Well, let’s see.
Today I sold 2 big plastic tubs of spinning fibers to a woman in Virginia, bringing me down to one big plastic tub of fiber. Suits me just fine: the stuff I sold was all relatively replaceable (a pound of white angora bunny fur, a couple pounds of suri alpaca, some silk, etc.) and I haven’t been spinning much lately. I kept the truly rare stuff, the stuff I wouldn’t be able to replace if I started spinning again.
My last yarn orders arrived ““ 2 lbs of a beautiful pearly gray (“silver fox”) cashmere/silk blend, 2 lbs of a noil-y silk/wool yarn in shades of blue and gray, 3 bags of variegated ribbon yarn, and some worsted weight angora yarn. That’s it. I’m buying no more yarn this year, or until I run out, whichever comes first.
I’m considering extending my moratorium to fabric. I have lots and lots of it, and I don’t sew that much outside of my AIDS Lifecycle costumes. In fact I am thinking of extending my moratorium to most craft supplies, but am being a bit cautious there. Right now I’m in a conservative phase. I know myself well enough to know that at some point I’ll get really into something (it doesn’t matter what “something”) and when the next big thing hits, I’ll go headlong into it. I’m not a fan of making New Year’s resolutions that I’m simply going to break, so I don’t want to make one that isn’t realistic. Still, it seems to fall in line with the general idea of “don’t buy lots of new stuff”.

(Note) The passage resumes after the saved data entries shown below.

PR #2669, opened 2023-07-21
Add better logs for module resource registration

benjirewis:
Adds some debug logs in the module manager for which resources are actually getting registered from modules (helpful when your WIP module is not returning the correct handler map). Updates confusing "unknown resource type" error message in `local_robot` (the "and/or", in particular, made it seem like APIs and models were registered as separate things).

(credit to @zaporter-work for the idea on better messaging here).

### DIFF
--- a/module/modmanager/manager.go
+++ b/module/modmanager/manager.go
@@ -748,7 +748,7 @@ func (m *module) registerResources(mgr modmaninterface.ModuleManager, logger gol
 			}
 		case api.API.IsService():
 			for _, model := range models {
-				logger.Debugf("registering service from module", "module", m.name, "API", api.API, "model", model)
+				logger.Debugw("registering service from module", "module", m.name, "API", api.API, "model", model)
 				resource.RegisterService(api.API, model, resource.Registration[resource.Resource, resource.NoNativeConfig]{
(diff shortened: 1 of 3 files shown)


module/modmanager/manager.go
```diff
@@ -747,6 +748,7 @@ func (m *module) registerResources(mgr modmaninterface.ModuleManager, logger gol
 			}
 		case api.API.IsService():
 			for _, model := range models {
+				logger.Debugf("registering service from module", "module", m.name, "API", api.API, "model", model)
```
Otterverse, line 751:
```suggestion
				logger.Debugw("registering service from module", "module", m.name, "API", api.API, "model", model)
```

zaporter-work (approved):
:+1: I think these error message would've helped me find my bug faster.

Otterverse (approved):
LGTM, mod the one typo. (Debugf instead of Debugw)

module/modmanager/manager.go
benjirewis: Hmm I did `Debugw` for the structured logging. Do you think `Debugf` would be better here? My understanding was that we should bias toward structured logging where possible.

Tonight I’m going to start working on developing a savings plan. For the past year, I’ve pretty much spent whatever I felt like whenever I felt like it, which I could pretty much get away with since I make a good bit of money and also get generous quarterly bonuses. However, most of my “big-ticket items” (like car insurance, holiday travel, gifts, and so on) got paid out of my bonuses, and I’d rather save those to pay down debt. So I’ve drafted a budget and am going to use multiple (free, high-interest) savings accounts at eTrade to automatically save for the big ticket items. One savings account per large expense, which sounds like a huge number except that there really aren’t that many of them: auto insurance, auto repair, vacation/travel/holiday gifts, and personal training packages, among others. A small monthly withdrawal into each of those accounts, and I’ll automatically be saving, and since each savings account is earmarked for a specific kind of expense, the temptation to draw it down for another expense won’t be as strong.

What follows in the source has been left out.